=== Work order ===
Tally the lines below containing "nays" and report only the total.

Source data
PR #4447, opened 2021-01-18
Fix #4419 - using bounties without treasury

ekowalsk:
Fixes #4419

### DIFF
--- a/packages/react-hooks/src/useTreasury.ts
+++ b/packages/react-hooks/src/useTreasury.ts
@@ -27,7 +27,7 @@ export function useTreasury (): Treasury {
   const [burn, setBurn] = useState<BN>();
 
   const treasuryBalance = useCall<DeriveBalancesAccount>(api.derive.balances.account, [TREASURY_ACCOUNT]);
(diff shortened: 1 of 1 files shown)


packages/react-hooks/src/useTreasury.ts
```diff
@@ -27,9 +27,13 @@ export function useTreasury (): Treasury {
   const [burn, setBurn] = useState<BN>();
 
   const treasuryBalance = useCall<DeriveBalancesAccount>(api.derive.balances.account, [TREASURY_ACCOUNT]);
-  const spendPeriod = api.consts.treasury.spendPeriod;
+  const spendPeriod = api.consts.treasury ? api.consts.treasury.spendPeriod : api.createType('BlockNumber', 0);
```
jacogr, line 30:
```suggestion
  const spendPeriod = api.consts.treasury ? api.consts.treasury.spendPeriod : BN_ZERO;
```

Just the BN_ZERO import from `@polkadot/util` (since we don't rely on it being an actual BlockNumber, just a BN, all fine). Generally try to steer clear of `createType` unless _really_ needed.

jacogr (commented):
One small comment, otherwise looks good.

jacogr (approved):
* * *
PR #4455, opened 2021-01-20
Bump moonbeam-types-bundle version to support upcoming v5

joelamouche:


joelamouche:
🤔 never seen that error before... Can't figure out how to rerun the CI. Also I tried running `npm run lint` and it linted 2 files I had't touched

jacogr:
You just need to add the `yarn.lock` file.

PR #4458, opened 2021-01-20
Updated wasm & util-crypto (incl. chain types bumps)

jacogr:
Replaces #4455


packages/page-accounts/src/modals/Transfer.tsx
--
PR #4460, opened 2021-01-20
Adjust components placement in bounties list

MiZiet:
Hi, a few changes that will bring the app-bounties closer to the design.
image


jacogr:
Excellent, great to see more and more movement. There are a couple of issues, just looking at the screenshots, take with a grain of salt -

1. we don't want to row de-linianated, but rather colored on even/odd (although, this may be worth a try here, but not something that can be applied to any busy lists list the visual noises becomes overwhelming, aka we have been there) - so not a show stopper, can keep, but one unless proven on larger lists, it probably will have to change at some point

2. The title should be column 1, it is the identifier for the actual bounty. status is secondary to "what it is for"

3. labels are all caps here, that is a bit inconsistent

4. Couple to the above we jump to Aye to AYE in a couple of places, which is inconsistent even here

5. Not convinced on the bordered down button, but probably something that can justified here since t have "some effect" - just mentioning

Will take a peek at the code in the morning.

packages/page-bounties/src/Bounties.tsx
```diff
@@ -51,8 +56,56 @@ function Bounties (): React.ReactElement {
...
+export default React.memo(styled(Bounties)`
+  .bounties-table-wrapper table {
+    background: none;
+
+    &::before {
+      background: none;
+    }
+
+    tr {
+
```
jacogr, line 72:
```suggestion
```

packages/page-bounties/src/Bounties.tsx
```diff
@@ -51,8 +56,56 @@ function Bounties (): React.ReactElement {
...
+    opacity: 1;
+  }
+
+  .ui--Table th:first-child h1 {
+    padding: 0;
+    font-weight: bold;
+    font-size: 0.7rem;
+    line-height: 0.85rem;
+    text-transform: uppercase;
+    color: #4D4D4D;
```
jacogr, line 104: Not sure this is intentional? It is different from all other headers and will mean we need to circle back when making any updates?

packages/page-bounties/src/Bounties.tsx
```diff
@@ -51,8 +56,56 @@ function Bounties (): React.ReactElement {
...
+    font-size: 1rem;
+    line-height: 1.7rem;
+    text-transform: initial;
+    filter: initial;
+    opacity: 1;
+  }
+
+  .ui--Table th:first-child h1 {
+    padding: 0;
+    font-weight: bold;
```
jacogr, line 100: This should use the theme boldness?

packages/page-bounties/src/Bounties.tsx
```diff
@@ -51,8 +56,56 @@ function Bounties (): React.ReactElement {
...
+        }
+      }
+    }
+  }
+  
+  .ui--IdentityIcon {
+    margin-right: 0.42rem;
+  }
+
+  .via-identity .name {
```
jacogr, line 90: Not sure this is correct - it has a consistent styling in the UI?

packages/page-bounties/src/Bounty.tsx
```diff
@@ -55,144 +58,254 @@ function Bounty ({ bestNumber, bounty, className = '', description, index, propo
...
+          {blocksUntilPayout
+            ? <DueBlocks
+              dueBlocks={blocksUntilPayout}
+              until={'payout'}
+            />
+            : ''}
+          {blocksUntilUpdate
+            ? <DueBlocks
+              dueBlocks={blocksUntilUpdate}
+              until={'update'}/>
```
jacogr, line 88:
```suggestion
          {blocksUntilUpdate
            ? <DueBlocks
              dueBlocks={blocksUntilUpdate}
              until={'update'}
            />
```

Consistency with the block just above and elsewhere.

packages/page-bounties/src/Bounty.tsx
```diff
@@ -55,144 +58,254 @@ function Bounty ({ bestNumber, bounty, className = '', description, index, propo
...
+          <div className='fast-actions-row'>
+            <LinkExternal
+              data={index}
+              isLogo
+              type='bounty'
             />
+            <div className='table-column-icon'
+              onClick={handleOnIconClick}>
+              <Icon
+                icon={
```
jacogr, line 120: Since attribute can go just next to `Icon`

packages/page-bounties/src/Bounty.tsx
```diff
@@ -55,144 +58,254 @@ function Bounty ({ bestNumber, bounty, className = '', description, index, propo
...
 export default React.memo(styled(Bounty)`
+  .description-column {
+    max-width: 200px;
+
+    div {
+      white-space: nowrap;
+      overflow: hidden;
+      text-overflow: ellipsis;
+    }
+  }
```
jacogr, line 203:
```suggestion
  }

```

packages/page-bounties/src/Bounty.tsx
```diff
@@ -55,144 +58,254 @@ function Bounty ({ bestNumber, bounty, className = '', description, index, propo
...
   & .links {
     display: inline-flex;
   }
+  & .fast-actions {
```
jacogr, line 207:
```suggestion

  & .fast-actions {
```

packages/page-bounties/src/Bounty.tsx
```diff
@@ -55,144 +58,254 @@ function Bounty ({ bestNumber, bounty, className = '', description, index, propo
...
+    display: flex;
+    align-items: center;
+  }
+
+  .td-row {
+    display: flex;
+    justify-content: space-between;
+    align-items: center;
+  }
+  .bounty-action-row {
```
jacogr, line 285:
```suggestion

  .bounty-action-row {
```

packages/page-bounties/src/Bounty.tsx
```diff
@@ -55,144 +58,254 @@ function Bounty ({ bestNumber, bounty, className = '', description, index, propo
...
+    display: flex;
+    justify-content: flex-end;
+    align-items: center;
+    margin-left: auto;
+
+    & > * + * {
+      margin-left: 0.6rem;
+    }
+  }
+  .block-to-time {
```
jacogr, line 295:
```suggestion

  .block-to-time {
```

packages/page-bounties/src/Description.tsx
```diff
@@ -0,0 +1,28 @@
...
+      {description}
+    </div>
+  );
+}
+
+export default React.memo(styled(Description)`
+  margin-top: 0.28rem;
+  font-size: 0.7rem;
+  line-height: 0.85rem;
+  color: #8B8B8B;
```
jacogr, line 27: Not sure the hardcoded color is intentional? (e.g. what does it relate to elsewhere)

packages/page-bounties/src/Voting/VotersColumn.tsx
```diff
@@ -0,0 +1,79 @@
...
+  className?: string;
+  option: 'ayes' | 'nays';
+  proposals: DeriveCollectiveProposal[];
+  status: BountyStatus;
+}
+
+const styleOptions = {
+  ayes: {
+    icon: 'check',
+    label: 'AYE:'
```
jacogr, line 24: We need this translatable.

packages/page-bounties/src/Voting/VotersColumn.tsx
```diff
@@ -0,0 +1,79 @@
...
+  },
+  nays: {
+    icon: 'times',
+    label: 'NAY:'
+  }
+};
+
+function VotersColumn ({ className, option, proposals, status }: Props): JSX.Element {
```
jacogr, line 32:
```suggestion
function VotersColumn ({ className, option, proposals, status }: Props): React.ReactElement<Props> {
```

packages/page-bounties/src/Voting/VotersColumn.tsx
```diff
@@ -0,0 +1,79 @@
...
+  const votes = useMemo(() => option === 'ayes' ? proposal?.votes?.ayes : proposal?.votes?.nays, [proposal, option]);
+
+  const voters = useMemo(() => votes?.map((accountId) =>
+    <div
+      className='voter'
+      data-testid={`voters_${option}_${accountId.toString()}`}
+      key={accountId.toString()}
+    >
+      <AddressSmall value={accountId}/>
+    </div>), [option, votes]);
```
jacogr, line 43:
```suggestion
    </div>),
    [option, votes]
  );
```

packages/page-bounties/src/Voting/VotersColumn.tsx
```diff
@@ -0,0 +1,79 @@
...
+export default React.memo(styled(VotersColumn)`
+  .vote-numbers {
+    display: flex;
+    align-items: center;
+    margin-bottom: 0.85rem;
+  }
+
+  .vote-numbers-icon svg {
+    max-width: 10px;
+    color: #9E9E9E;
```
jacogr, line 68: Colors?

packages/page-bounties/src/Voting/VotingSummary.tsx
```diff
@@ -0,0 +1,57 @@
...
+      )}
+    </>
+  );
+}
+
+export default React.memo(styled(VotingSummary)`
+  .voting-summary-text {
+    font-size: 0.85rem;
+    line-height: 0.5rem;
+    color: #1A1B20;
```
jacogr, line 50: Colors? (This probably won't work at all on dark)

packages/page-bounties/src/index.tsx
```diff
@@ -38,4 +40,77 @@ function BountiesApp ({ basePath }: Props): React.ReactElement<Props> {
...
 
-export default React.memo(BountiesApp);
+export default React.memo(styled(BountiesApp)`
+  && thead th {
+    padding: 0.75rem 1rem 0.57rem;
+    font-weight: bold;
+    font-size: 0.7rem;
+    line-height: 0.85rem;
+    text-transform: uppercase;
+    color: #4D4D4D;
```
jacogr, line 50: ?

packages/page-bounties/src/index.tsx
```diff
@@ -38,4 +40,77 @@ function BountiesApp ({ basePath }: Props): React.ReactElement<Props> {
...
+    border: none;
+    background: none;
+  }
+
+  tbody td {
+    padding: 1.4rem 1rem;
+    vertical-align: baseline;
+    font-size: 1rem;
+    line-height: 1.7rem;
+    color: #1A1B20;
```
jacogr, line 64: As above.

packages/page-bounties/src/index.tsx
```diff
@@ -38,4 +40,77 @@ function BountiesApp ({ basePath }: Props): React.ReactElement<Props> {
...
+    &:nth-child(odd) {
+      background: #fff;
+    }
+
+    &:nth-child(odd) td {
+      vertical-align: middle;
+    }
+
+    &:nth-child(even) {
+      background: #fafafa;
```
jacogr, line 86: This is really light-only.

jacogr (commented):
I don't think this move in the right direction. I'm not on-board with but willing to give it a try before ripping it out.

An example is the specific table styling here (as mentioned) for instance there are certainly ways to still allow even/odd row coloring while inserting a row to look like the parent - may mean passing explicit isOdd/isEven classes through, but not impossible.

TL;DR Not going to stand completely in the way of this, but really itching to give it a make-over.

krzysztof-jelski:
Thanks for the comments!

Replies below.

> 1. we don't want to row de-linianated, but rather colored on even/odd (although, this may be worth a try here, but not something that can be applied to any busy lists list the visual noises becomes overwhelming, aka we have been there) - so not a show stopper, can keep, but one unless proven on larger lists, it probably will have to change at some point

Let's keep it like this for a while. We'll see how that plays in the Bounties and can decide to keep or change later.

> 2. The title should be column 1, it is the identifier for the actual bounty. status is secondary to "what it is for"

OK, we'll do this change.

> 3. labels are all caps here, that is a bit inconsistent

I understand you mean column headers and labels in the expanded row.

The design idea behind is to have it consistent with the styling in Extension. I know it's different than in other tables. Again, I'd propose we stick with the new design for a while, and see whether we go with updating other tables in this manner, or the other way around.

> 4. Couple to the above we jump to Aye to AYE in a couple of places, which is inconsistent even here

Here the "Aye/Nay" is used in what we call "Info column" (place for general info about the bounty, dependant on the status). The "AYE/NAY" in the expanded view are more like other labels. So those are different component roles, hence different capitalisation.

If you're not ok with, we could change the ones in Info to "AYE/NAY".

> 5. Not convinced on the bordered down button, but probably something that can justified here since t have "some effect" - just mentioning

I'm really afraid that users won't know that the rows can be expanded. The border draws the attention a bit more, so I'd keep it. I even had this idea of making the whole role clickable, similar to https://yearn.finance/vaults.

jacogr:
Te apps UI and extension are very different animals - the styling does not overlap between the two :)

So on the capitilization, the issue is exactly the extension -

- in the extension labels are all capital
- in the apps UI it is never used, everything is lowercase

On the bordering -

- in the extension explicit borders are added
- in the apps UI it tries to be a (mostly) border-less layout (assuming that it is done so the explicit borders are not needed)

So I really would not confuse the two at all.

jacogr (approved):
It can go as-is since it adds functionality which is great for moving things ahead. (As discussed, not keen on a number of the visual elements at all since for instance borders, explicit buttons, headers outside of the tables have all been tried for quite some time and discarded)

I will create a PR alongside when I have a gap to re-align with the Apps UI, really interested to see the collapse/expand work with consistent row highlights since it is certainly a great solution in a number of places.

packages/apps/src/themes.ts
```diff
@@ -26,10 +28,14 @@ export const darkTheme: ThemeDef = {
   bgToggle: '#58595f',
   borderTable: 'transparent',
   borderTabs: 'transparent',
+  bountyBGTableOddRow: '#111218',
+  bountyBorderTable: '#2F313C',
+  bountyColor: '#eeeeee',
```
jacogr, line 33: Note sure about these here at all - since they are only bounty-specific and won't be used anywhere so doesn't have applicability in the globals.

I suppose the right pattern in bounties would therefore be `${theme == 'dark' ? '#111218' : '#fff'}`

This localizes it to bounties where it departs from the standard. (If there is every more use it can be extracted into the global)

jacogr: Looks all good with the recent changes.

=== Solution to the problem ===
3